A multi-million rand civil claim against the Minister of Police took an unexpected turn when the SA Police Service admitted 'negligence' in the death of a 10-year-old Uitenhage girl who was shot during a violent housing protest in Kamesh in Uitenhage.
Maricha Speelman was walking home from the shops with her sister on 14 November, 2014, when she was shot in the head.
She died in hospital the following day.
Her family then instituted a civil claim against the SAPS in the hope of getting "answers" and seeking "justice".
At the time, police insisted that only rubber bullets were used in trying to control the protest, but the family's ballistics expert made a different finding.
According to the report compiled by ballistic expert and former policeman, Jacobus Steyl, which is now part of the court record, the wound Maricha sustained "was not consistent with a 12-gauge rubber bullet" but "was most likely a result of a standard 9mm firearm".
In his report, Steyl said that he had studied the victim's medical records and found that she had sustained a gunshot wound from "the front side of the skull with an accompanying exit wound on the back of the skull."
He further added that at a distance from where the shot was fired, a rubber bullet would not have resulted in an exit wound.
Steyl said according to his calculations, Marischa was shot from a distance of between 35 to 40m away and he said for a rubber bullet to cause a fatal injury it would have to have been fired at a close range of at least 1.1m to 2.2m away from the victim.
During a pre-trial conference on Tuesday the SAPS, via its legal counsel, conceded that Marischa had in fact been killed by a live round.
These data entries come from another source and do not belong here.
PR #1102, opened 2026-09-20
Keep external evidence out of correctness tests

metaphorics:
## Summary

Normal Cargo correctness tests no longer launch an external Java/Apalache solver or freeze historical refactor layouts, benchmark matrices, and a hardcoded validation-default verdict. Independent consensus results, custody failures, public behavior and durability evidence remain the reason to keep a test.

Formal checks now have one Python/manual-workflow owner with pinned model/tool identities, the same six properties at K=128, explicit incomplete/counterexample outcomes, process-group timeouts and retained run artifacts. Core-only test jobs no longer provision Java. Useful benchmark accounting checks run with the benchmark tooling; cargo-deny alone owns resolved-graph uniqueness. No compatibility aliases retain the retired Cargo targets.

Fixes #1084. This is the first contract-first cut for #1099, not a claim that its full test-function audit is complete. The reviewed decisions and remaining coverage gaps are recorded in `docs/contracts/test-evidence.md`.

## Validation

- Consensus native suite: 117 tests passed, including the retained independent parse/identity and input-refusal suites.
- Reference custody: 12 tests passed. Benchmark evidence: 4 tests passed.
- Python fixture tools: 87 tests passed, including six new formal-runner custody/outcome/timeout regressions.
- Clippy passed with warnings denied for all targets of the binary (fjall), node (fjall), and native consensus. Rust formatting, shell syntax and diff whitespace checks passed.

Commands: `cargo test --locked -p bitcoin-rs-consensus --no-default-features`; `cargo test --locked -p bitcoin-rs --no-default-features --features fjall --test overhaul_reference_set`; `cargo test --locked -p bitcoin-rs-node --no-default-features --features fjall --bench evidence`; `python3 -m unittest discover -s scripts/tests -v`.

## Known residuals

The solver itself, pinned Core process campaigns, dependency-range endpoints, and performance campaigns were not run in this change. Existing BLOCKED/UNMEASURED evidence remains unchanged. Runner tests use a synthetic executable and do not establish model properties. A complete individual review of the remaining node/P2P state-oriented tests and clause-to-scenario gaps remains under #1099.

Manual diff review completed. An independent automated review could not run because the local coding helpers were unavailable.

## Post-Deploy Monitoring & Validation

[...]

Issue #1099, opened 2026-09-20
Rebuild the test suite from current contracts


gosunuts:
## Context

The repository already defines `docs/contracts/` as the owner of current normative behavior. Tests should therefore act as executable proof of current contracts, not as an accumulated record of historical implementation shapes.

The current test suite has grown through many intermediate architectures and refactors. A significant portion of it now protects:

- old ownership boundaries;
- wrapper/helper structure;
- historical migration seams;
- duplicated fixtures and near-identical scenarios;
- test-only production APIs that otherwise have no runtime consumer.

That creates the wrong dependency:

> production structure survives because old tests call it

instead of:

> tests survive because they prove a current behavioral contract

Recent deletion-first work has already shown this effect: removing dead paths exposed additional test-only shims and production surfaces that could disappear with them.

## Goal

Rebuild the test suite from the current contracts instead of incrementally preserving the existing suite.

This is intentionally a destructive reset.

The target model is:

```text
docs/contracts/* = normative behavior
tests            = minimal executable proof of those contracts
bug regressions  = first promoted into a contract/invariant, then tested
implementation shape = not a reason for a test to exist
```

The purpose is not simply to reduce test LOC. The purpose is to remove historical tests that constrain obsolete architecture, expose test-only production surface, and leave a smaller suite whose reason for existence is explicit.

## Principle

Every surviving test should answer:

> Which current contract clause or real bug invariant does this prove?

If there is no good answer, the default is deletion.

A test should not survive merely because it currently passes, has existed for a long time, or exercises an internal helper.

## Before deleting tests

First bring `docs/contracts/` in sync with the current code.

Some contract documentation still contains stale ownership/current-state descriptions after the recent node, P2P, index, storage, UTXO, and mining refactors. A destructive test reset is only safe if the normative baseline is current.

For each contract clause, identify the minimum executable proof required to catch a meaningful violation.

Examples:

- `ARCH-*`: dependency direction, ownership boundaries, composition invariants;
- `RCV-*`: crash recovery, torn writes, corruption, checkpoint/journal fallback, disconnect debt;
- `MPL-*`: mempool mutation ordering and observable sequencing;
- `API-*`: public RPC behavior and Core-compatible projections;
- `P2P-*`: peer-visible wire behavior and lifecycle invariants;
- consensus/DAA rules: Core/vector-backed acceptance and rejection boundaries.

## Existing-test classification

Do not mechanically port every current test.

[...]

Issue #1094, opened 2026-09-17
follow-up(#1091): capture the stage-2 runtime-stall lock holder (telemetry-cadence watchdog)


gosunuts:
Split from #1091 stage 2, which PR #1092 explicitly does not address.

## What remains open

In the #1091 live run, ~12h after the stage-1 gap=1 freeze, one timestamp (2026-09-16T23:00:37Z) killed the 60s sync telemetry, the 30s txindex heartbeat, and RPC together: every RPC request (incl. getblockchaininfo) answered 503 busy (all worker slots held by never-returning handlers, crates/rpc/src/server.rs:120-131), logging stopped entirely, process stayed alive with no exit or panic, and no periodic chainstate checkpoint had published during the 13h run. The exact lock holder was never captured.

## Proposed deliverable

A watchdog that dumps blocked-mutex/thread state when the telemetry cadence misses (e.g. no sync-progress emission for N ticks while the process is alive), so the next occurrence names the holder instead of only showing the signature. Telemetry is emitted from the single event loop (crates/node/src/event_loop.rs) and the stall path takes stager/window mutexes (crates/node/src/sync/peers.rs, telemetry.rs:43-44) — the watchdog must not itself depend on those locks.

## Scope note

#1092 (stage-1 bound + blameless evict-and-refetch) covers the gap=1 freeze path only; this issue tracks the process-wide stall diagnosis. Evidence log preserved at /tmp/wedge-evidence/2026-09-17-both-freeze-rpc-busy.log on the operator workstation.

gosunuts:
Field evidence, 2026-09-17: TWO clean-stop publish hangs on the pre-fix image, same signature both times. (1) 10:29Z SIGTERM after the 08:46-10:28 gap=1 freeze: rpc+p2p listeners exited cleanly, then no `published clean chainstate checkpoint` for 15+ min, process alive at ~0% CPU with only txindex heartbeat lines; SIGKILL (exit 137), journal replay 173 records, zero loss. (2) 11:34Z SIGTERM after the third wedge (frozen 967399 vs tip 967402 from ~11:11Z, peers 8->4): identical hang, kill at 11:49Z. In both cases telemetry had been alive pre-stop and CURRENT stayed at gen-475 (no periodic checkpoint published in either run). Contrast: post-swap stop on the healthy node today published gen-476 cleanly in ~7min. The hang correlates with the wedged state, supporting the stuck-lock-holder hypothesis for stage 2.

PR #1103, opened 2026-09-20
Recover idle sync without discarding live requests

### LINKED ISSUE #1098: Witness-stripped deliveries of a valid best-chain block exhaust requeue and leave tip-follow idle with all recovery paths disarmed
## Summary

Post-#1091/#1092 field evidence from the explorer compose (binary sha256 `7dc10378…`, built from `84ae08db`): the valid best-chain block 967,772 was delivered with a coinbase witness that fails the size/shape check, the requeue loop ran for ~3 minutes and then went idle, and the node froze at `gap:1` for 47+ minutes with every recovery path disarmed. `getblockhash` for the announced height returns `NotFound` while sync telemetry keeps reporting `header_height: 967772` — telemetry and block tree disagree.

This is the #1070 trigger class (witness-stripped peer delivery) resurfacing downstream of the staging-gate fix: rejections are retried now, but retry exhaustion has no owner — nothing staged (so the #1092 apply-side clock is disarmed by design), nothing pending (so request timeouts never fire).

## Reproduction

Not reproduced on demand — live occurrence during mainnet tip-follow; full container log preserved before any restart (see Evidence).

## Evidence

All timestamps UTC 2026-09-20, from the container log saved at kill time (91,414 bytes):

- `01:04:53.979` — INFO `block sync: requested compact blocks near tip` (log target `bitcoin_rs_p2p::sync::requests`)
- `01:04:54.236` — INFO `p2p compact reconstruction fallback` (crates/p2p/src/listener.rs:1186); the fallback fetches `Inventory::WitnessBlock` (crates/p2p/src/listener.rs:1188-1193)
- `01:04:54.738` — WARN `block sync: body/header binding failed; rejecting delivery`, hash `000000000000000000013e22ca5bf2bed2ce65964c1313c851be23418d3734b7` (the public explorer indexes this hash at height 967,771), error `coinbase witness reserved nonce is missing or the wrong size` (crates/p2p/src/sync/receive.rs:204; check at crates/consensus/src/verify_block.rs:393-400; error at crates/consensus/src/lib.rs:161)
- `01:07:58.303` and `01:07:59.210` — the same WARN for `0000000000000000000213bc47970cf674b607527d441e8df9f3c72300990b5c` — this is the real best-chain 967,772 (public explorers: 1,597,442 bytes, 6,680 tx, coinbase witness = the standard 32-byte zero nonce, identical in shape to neighboring blocks). The delivered bytes were not faithful to the block.
- `01:09:57`–`01:10:58` — re-request from a third peer, then `peer missed the block request timeout; disconnecting and re-queueing` — the last non-telemetry line of the run.
- `01:10:58`–`02:00:34` (SIGKILL) — 47 minutes of silence: zero `stuck past the apply-side bound` escalations (bound = 2 × `RECEIVED_BLOCK_TIMEOUT` = 2 min, crates/p2p/src/download_window.rs:33 and :990 — it would have fired ~23× had the body been staged; the clock only runs while a body for the frontier is actually staged, crates/p2p/src/download_window.rs:970-972), zero request timeouts, `applied_height: 967771, header_height: 967772, gap: 1` repeating every 60 s.
- Mid-freeze (`01:52`) — `getblockhash(967772)` → `not found: block height not found` (crates/rpc/src/handlers/chain.rs:524) while telemetry still reported `header_height: 967772`. Public tip was 967,776.

Open questions (stated, not asserted):

- Where the witness bytes are lost. The fallback requests the correct inventory type (`WitnessBlock`), and two different peers produced the same defective delivery — so either responders strip witness for this fetch shape, or bitcoin-rs's raw-block decode drops it.
- Why the 967,772 header never resolves in the tree (`getblockhash` NotFound) while telemetry counts it. The subtree handling around the rejected delivery was not captured before the restart.

## Expected vs actual

Expected: a binding-failed delivery of a valid block is retried until a faithful body arrives, and if requeue exhausts, some bounded path re-arms the fetch; `getblockhash` answers for any height telemetry reports as accepted.

Actual: ~3 minutes of retries, then permanent idle — no staged body (#1092 escalation disarmed), no pending request (timeouts idle), headers beyond 967,772 never accepted (public tip 967,776), node frozen until a manual SIGKILL (cure; loss bounded to 7 blocks by the preceding clean checkpoint gen-477).

## Scope

- Mechanism stage is downstream of #1070's fix: rejections are retryable now; the gap is that retry exhaustion has no bounded escalation, and the sync/frontier state can go fully idle.
- Related but distinct: #1091/#1092 (staged-but-unapplied body — the apply-side clock needs a staged body, which this state never has), #1094 (stage-2 process-wide stall — RPC and telemetry stayed alive here).
- Candidate follow-ups: (1) log delivered-vs-header coinbase witness shape (item count, byte length) at binding failure to pin down where the bytes are lost; (2) a bounded frontier re-fetch when the tree cannot resolve the next-expected height — today no clock covers the idle-frontier state; (3) reconcile telemetry `header_height` with the block tree.

metaphorics:
## Summary

A node with known headers but no remaining body work now relearns peer capability and refetches the missing prefix without restart. Previously, losing the last credited peer after rejecting a body could leave a permanent idle gap; an applied rollback with unchanged headers could also leave the forward cursor beyond the required block.

The applied chain owns the frontier. Recovery rewinds only an unowned gap and preserves live requests and staged bodies. Idle discovery reuses the existing header request and deadline, probes from the applied chain, and rotates after empty responses time out. Accepted active-branch headers, not an invented height, grant body capability.

Peer-ready handling now uses the same table-before-download lock order as request publication. This removes a concrete potential lock cycle involving a queued peer-table writer. It is not proof that this cycle caused the historical runtime freeze. Header-only peers can no longer leak into the body fallback, and rejected-body logs expose witness shape and source without dumping transaction payloads.

Fixes #1098. Related: #1091, #1094, #1099. Stacked on #1102; review against `fix/contract-test-cut`.

## Validation

Three new regressions failed before the fixes: refetch after applied rollback, recovery after the last credited peer is rejected, and cancelled readiness while a body writer is held. They now pass. A fourth regression checks empty-response pacing and rotation. The rejected-witness scenario proceeds through a new header probe, a witness-body request and successful application.

- `cargo test --locked -p bitcoin-rs-p2p --lib`: 349 passed.
- `cargo clippy --locked -p bitcoin-rs-p2p --all-targets -- -D warnings`: passed.
- Formatting and diff whitespace checks passed.

Four previous test cases simulated application by erasing download slots without advancing the chain. Their fixtures now deliver and apply real mined blocks. The retired shortcut is private to window unit tests, not a production API.

## Known residuals

The historical mainnet stall and source of stripped witness bytes have not been reproduced here. Live Core interoperability and the full node process campaign were not run in this layer. This fixes deterministic recovery and a demonstrable lock-order hazard; independent whole-runtime stall diagnostics remain #1094 work. The complete individual test audit in #1099 is still open.

Manual diff review completed. Independent automated review was unavailable because the local coding helpers could not run.

## Post-Deploy Monitoring & Validation

During the first maintainer-operated at-tip/reconnect rehearsal, watch `node.sync.frontier_rewinds`, `node.sync.idle_frontier_probes`, applied/header height, and pending/staged counts. A rejected delivery should lead to replacement work and applied progress; repeated empty probes must remain paced by the header deadline. Correlate `body/header binding failed` with `p2p compact block reconstructed` using the block hash and witness-shape fields.

Capture diagnostics and revert this layer if requests duplicate live ownership, wrong-branch bodies are selected, or an idle known-header gap remains after an honest peer supplies headers. Preserve the datadir and existing logs; no reset or validation-default change is part of mitigation. The maintainer owns this operational rehearsal; it was not executed by this PR.

---
## Summary by cubic
Fixes #1098 by recovering an idle sync frontier without restarting or discarding live requests. Previously, losing the last credited peer after rejecting a body could leave a permanent idle gap, and an applied rollback with unchanged headers could leave the forward cursor past the required block.

- Treats the download cursor as a scan hint: only an unowned frontier is rewound, and pending and staged bodies keep their ownership.
- Fires an idle header probe from the applied chain only when the apply-frontier block itself is not pending or staged; staged successors behind a rejected frontier are stuck inventory and don't suppress recovery.
- Reuses the existing getheaders request and deadline, rotating after empty responses time out. Only accepted active-branch headers grant body capability, and header-only peers no longer fall back into body selection.
- A failed probe send falls back to normal header selection within the same tick, excluding that source so a dead highest-height peer can't mask a live lower peer.
- `send_getheaders` carries the inspected `PeerSource`, so a superseded same-address lease cannot receive a request.
- Peer-ready handling locks the peer table before the download window, removing a potential lock cycle and keeping a cancelled ready event from waiting behind a body writer.
- Rejected-body logs add source, byte counts, and witness shape; compact reconstruction logs include the block hash.
- Adds regressions for applied rollback, rejected last credited peer, cancelled readiness, empty-response pacing, staged successors, superseded sessions, and failed-probe fallback.
- The historical mainnet stall and stripped-witness source are still not reproduced; this fixes deterministic recovery and a demonstrable lock-order hazard.

<sup>Written for commit cbe128c7e7b68d3acfaec335c2b6a01c01469359. Summary will update on new commits.</sup>

<a href="https://cubic.dev/pr/gosuda/bitcoin-rs/pull/1103?utm_source=github" target="_blank" rel="noopener noreferrer" data-no-image-dialog="true"><picture><source media="(prefers-color-scheme: dark)" srcset="https://www.cubic.dev/buttons/review-in-cubic-dark.svg"><source media="(prefers-color-scheme: light)" srcset="https://www.cubic.dev/buttons/review-in-cubic-light.svg">Review in cubic</picture></a>


metaphorics:
@codex review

Speaking to Algoa FM News at court proceedings on Wednesday, Marischa's 17-year-old sister Shantelle, said that "the policeman (at this point unknown) who fired the shot stole her life and should be punished."
Shantelle also wrote a heart-wrenching letter to her sister, whom she affectionately called Lolo, in which she asks why it had to be her?. n the letter she also asks Maricha "if she can remember the good times they had together and how they used to talk about their dreams?".
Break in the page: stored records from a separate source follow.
PR #82, opened 2016-05-20
Update feature and related records to support GFF3

heuermh:
Maximally disruptive proposal for refactoring feature and related records to support GFF3.

If desirable, I could also propose a minimally disruptive refactoring, but where's the fun in that?

I included a `Contig` &rarr; `contigName` change as elsewhere.

### DIFF
--- a/src/main/resources/avro/bdg.avdl
+++ b/src/main/resources/avro/bdg.avdl
@@ -974,78 +974,192 @@ record DatabaseVariantAnnotation {
 
 }
 
+/**
+ Strand of an alignment or feature.
+ */
 enum Strand {
-  Forward,
-  Reverse,
-  Independent
+
+  /**
+   Forward ("+") strand.
+   */
+  FORWARD,
+
+  /**
+   Reverse ("-") strand.
+   */
+  REVERSE,
+
+  /**
+   Independent or not stranded (".").
+   */
+  INDEPENDENT,
+
+  /**
+   Strandedness is relevant, but unknown ("?").
+   */
+  UNKNOWN
 }
 
+/**
+ Database cross reference in GFF3 style DBTAG:ID format.
+ */
 record Dbxref {
-  string accession;
-  string db;
+
+  /**
+   Database tag in GFF3 style DBTAG:ID format, e.g. EMBL in EMBL:AA816246.
+   */
+  union { null, string } db;
+
+  /**
+   Accession number in GFF3 style DBTAG:ID format, e.g. AA816246 in EMBL:AA816246.
+   */
+  union { null, string } accession;
 }
 
+/**
+ Ontology term cross reference in GFF3 style DBTAG:ID format.
+ */
+record OntologyTerm {
+
+  /**
+   Ontology abbreviation in GFF3 style DBTAG:ID format, e.g. GO in GO:0046703.
+   */
+  union { null, string } db;
+
+  /**
+   Ontology term accession number or identifer in GFF3 style DBTAG:ID format,
+   e.g. 0046703 in GO:0046703.
+   */
+  union { null, string } accession;
+}
+
+/**
+ Feature, such as those represented in native file formats BED, GFF2/GTF,
+ GFF3, IntervalList, and NarrowPeak.
+ */
 record Feature {
+
   /**
-   Preferably unique ID for this Feature object
+   Identifier for this feature.  ID tag in GFF3.
    */
-  union { null, string } featureId = null;
+  union { null, string } id;
 
   /**
-   The type of feature this is (aka, "track").
-
-   Examples are "conservation", "centipede", "gene"
+   Display name for this feature.  Name tag in GFF3, optional column 4 "name"
+   in BED format.
    */
-  union { null, string } featureType = null;
+  union { null, string } name;
 
   /**
-   The original source for this feature.
-
-   Path/filename/URL and/or the file type (e.g., BED, GFF, etc.)
+   Source of this feature.  Column 2 "source" in GFF3.
    */
-  union { null, string } source = null;
+  union { null, string } source;
 
   /**
-   The contig this feature is located on
+   Feature type.  Column 3 "type" in GFF3.
    */
-  union { null, Contig } contig = null;
+  union { null, string } type;
 
   /**
-   Start coordinate on the contig
+   Contig this feature is located on.  Column 1 "seqid" in GFF3, column 1 "chrom"
+   in BED format.
    */
-  union { null, long } start = null;
+  union { null, string } contigName;
 
   /**
-   End coordinate on the contig
+   Start position for this feature, in 0-based coordinate system with closed-open
+   intervals. This may require conversion from the coordinate system of the native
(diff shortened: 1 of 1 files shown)


fnothaft:
This doesn't seem too disruptive to me. I +1. CC @laserson @tdanford for review.

heuermh:
I needed #81 to build this locally (thanks); may have additional doc changes.

For example, what is going on here in the javadocs?
```
@Deprecated
public String contigName

Deprecated. 
Source of this feature. Column 2 "source" in GFF3. union { null, string } source; /**
Feature type. Column 3 "type" in GFF3. union { null, string } type; /** Contig this
feature is located on. Column 1 "seqid" in GFF3, column 1 "chrom" in BED format.
```

heuermh:
Never mind, fixed it

heuermh:
Pushed work-in-progress commit here https://github.com/bigdatagenomics/adam/pull/998/commits/8c212da69ee941b25ede9896c3250de81c7d6de9

tdanford:
Okay, so two high-level comments: 
* OntologyTerm and Dbxref seem duplicative? Why not just a Dbxref? 
* Feature seems pretty GFF3-specific, is that intended?  Most of those fields aren't present in most feature file formats (and ad hoc formats)

src/main/resources/avro/bdg.avdl
```diff
@@ -974,78 +974,192 @@ record DatabaseVariantAnnotation {
...
-   Preferably unique ID for this Feature object
+   Identifier for this feature.  ID tag in GFF3.
    */
-  union { null, string } featureId = null;
+  union { null, string } id;
 
   /**
-   The type of feature this is (aka, "track").
+   Display name for this feature.  Name tag in GFF3, optional column 4 "name"
+   in BED format.
```
laserson: Add example like in the comments above for `OntologyTerm` etc?

src/main/resources/avro/bdg.avdl
```diff
@@ -974,78 +974,192 @@ record DatabaseVariantAnnotation {
...
+   */
+  union { null, string } name;
 
-   Examples are "conservation", "centipede", "gene"
+  /**
+   Source of this feature.  Column 2 "source" in GFF3.
```
laserson: Example here too

src/main/resources/avro/bdg.avdl
```diff
@@ -974,78 +974,192 @@ record DatabaseVariantAnnotation {
...
    */
-  union { null, string } featureType = null;
+  union { null, string } source;
 
   /**
-   The original source for this feature.
+   Feature type.  Column 3 "type" in GFF3.
```
laserson: And here...etc.

heuermh:
> OntologyTerm and Dbxref seem duplicative? Why not just a Dbxref? 

Per the GFF3 [spec](https://github.com/The-Sequence-Ontology/Specifications/blob/master/gff3.md#ontology-associations-and-db-cross-references):
"Two reserved attributes, Ontology_term and Dbxref, can be used to establish links between a GFF3 feature and a data record contained in another database. Ontology_term is reserved for associations to ontologies, such as the Gene Ontology. Dbxref is used for all other cross references. While there is no firm boundary line between these two concepts, curators tend to treat ontology associations differently and hence ontology terms have been given their own reserved attribute label."

I figure if the data take advantage of the distinction, representing some links as Dbxref and some as Ontology_term, we should not lose that information.

> Feature seems pretty GFF3-specific, is that intended? Most of those fields aren't present in most feature file formats (and ad hoc formats)

Yes, this pull request models GFF3 most closely but also allows for things specific to other formats (i.e. `frame` for GFF2/GTF).  I considered adding `geneId` and `transcriptId` for required `gene_id` and `transcript_id` attribute tags for GFF2/GTF.

The way I understand it, with Parquet nulled fields won't increase storage requirements on disk, so having wider but sparse Feature records shouldn't impact performance.  If overhead in RAM is a concern, one can limit by projection.

laserson:
Overall I'm fine with this patch, though I also am not crazy about tying ourselves too closely to a particular file format.

heuermh:
A minimal version of this patch would update Strand as above, add `frame` as a field so that it isn't lost in GFF2/GTF parsing, and remove the `dbxrefs` field since it is not used consistently across the formats.  That would keep all the interesting bits in the attributes field.

heuermh:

The Speelman family lawyer, Wilma Espag van der Bank, said Shantelle and both her parents suffer from emotional shock and trauma and have since been diagnosed with "major depressive disorder''.
Van der Bank said she and her team, Advocate Pieter Mouton and Nicola Barnard, were now moving to the second phase of the matter in which they are claiming damages of R5m from the Minister of Police.
Discussions in this regard are expected to continue on Thursday.